- **Information given**:
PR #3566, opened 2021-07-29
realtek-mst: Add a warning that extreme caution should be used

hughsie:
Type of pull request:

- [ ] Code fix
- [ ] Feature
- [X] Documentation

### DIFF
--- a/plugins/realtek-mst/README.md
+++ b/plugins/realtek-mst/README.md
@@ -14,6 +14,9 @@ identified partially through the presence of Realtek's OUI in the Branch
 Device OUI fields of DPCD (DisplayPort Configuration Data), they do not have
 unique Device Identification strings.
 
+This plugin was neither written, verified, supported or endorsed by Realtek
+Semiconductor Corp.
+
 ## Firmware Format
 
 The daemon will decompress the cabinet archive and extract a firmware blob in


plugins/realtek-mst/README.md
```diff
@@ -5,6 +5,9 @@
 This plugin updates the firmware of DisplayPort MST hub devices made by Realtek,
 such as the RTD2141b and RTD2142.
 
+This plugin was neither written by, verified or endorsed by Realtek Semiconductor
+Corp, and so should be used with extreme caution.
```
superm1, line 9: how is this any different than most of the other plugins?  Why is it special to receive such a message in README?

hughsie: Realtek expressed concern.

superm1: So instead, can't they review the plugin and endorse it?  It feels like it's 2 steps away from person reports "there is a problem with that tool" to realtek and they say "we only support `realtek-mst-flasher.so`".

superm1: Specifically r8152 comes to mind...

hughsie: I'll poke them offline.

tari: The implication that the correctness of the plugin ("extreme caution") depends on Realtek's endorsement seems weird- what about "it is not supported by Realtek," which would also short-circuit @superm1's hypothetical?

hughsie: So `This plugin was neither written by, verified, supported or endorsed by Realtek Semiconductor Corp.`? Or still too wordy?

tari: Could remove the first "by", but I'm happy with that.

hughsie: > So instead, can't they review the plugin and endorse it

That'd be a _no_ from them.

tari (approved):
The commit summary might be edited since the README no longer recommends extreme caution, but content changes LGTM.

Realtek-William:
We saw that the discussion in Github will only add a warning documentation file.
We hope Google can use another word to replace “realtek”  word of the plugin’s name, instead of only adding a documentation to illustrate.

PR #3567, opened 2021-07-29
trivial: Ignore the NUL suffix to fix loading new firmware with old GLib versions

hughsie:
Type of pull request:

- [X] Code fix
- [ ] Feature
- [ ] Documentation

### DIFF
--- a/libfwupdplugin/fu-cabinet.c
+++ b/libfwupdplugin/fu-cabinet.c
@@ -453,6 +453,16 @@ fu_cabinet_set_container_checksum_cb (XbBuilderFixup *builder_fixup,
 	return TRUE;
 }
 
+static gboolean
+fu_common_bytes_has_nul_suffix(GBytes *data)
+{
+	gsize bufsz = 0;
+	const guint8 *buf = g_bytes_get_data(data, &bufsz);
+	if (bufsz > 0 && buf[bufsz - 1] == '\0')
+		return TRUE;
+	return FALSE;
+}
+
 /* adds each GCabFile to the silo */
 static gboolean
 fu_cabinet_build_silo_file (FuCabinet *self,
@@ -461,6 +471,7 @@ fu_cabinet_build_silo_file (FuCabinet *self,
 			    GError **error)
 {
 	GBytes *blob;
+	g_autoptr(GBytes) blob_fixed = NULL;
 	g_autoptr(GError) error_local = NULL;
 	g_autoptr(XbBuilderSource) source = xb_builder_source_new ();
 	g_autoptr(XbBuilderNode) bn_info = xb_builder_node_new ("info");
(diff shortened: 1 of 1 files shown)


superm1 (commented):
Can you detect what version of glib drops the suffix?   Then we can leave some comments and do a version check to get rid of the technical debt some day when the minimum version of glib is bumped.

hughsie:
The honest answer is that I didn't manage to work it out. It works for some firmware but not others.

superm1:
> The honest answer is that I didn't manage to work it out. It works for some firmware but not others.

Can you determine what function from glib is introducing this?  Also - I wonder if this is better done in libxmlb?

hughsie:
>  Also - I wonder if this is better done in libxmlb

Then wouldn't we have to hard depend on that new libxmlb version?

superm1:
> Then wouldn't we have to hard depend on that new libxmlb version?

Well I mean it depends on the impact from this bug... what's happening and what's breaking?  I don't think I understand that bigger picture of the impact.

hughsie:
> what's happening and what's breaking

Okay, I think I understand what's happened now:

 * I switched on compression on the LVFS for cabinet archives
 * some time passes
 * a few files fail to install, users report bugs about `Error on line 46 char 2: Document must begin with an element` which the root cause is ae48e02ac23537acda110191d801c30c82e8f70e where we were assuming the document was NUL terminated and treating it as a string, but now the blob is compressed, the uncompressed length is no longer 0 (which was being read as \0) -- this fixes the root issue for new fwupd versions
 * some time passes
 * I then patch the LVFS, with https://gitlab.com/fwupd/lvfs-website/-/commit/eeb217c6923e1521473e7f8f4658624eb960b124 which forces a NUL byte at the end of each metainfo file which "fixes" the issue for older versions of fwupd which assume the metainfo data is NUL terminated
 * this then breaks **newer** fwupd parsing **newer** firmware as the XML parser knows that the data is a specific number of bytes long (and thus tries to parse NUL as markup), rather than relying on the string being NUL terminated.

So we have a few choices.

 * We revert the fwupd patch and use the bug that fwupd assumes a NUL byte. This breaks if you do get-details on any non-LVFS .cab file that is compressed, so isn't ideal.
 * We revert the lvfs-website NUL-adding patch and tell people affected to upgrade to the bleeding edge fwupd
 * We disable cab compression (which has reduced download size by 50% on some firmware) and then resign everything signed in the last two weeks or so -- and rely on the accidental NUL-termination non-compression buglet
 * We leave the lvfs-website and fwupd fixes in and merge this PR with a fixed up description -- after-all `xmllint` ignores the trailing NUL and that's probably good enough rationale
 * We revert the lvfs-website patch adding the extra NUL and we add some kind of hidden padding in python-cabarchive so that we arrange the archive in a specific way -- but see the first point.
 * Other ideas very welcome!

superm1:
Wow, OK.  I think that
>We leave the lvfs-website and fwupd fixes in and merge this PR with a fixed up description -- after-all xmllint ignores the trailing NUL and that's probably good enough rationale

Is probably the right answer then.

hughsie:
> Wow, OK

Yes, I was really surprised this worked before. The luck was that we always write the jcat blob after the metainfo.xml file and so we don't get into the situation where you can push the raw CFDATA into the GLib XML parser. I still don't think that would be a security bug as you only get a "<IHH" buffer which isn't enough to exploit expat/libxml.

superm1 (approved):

==

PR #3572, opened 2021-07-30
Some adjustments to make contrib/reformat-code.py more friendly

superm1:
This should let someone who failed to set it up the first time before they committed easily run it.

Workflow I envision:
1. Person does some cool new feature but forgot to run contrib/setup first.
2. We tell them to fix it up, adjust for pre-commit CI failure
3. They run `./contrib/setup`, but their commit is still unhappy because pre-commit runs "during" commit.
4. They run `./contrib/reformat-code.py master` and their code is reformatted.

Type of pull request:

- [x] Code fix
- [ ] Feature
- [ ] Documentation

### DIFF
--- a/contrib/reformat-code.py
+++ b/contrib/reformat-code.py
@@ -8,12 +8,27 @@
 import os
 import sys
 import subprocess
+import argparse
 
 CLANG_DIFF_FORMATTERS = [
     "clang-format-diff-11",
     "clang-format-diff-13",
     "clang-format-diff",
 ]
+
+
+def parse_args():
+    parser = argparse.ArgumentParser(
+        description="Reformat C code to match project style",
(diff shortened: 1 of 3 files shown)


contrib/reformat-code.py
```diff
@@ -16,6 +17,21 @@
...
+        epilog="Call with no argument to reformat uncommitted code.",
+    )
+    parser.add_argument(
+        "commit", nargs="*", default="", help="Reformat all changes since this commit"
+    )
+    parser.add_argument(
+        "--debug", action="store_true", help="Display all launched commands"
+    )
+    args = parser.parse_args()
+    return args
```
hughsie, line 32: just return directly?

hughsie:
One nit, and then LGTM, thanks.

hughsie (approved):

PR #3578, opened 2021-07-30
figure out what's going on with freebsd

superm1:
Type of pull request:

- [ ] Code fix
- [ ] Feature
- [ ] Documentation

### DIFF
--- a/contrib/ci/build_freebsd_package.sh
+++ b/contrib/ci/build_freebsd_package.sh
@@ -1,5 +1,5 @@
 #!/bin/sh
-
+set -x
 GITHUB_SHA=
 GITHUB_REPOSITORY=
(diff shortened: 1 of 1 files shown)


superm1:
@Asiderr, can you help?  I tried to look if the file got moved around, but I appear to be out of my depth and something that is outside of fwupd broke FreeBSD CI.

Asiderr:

==

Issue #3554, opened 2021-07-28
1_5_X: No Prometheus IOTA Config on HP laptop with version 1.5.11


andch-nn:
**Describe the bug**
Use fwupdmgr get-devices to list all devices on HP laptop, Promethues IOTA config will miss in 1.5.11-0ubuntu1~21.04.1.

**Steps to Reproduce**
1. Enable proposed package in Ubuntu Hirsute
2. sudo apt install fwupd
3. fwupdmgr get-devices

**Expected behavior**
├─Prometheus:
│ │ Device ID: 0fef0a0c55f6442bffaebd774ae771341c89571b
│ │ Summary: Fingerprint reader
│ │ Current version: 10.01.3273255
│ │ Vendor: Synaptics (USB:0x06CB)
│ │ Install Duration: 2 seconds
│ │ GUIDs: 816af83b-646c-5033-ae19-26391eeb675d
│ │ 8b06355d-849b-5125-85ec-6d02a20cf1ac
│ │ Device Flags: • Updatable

- **Instructions for the task**:
Using the listing above, return word for word each line from the one that has "NUL-termination non-compression buglet" through the one that has "I think that", and no line outside that range.

- **Written reply**:
 * We disable cab compression (which has reduced download size by 50% on some firmware) and then resign everything signed in the last two weeks or so -- and rely on the accidental NUL-termination non-compression buglet
 * We leave the lvfs-website and fwupd fixes in and merge this PR with a fixed up description -- after-all `xmllint` ignores the trailing NUL and that's probably good enough rationale
 * We revert the lvfs-website patch adding the extra NUL and we add some kind of hidden padding in python-cabarchive so that we arrange the archive in a specific way -- but see the first point.
 * Other ideas very welcome!

superm1:
Wow, OK.  I think that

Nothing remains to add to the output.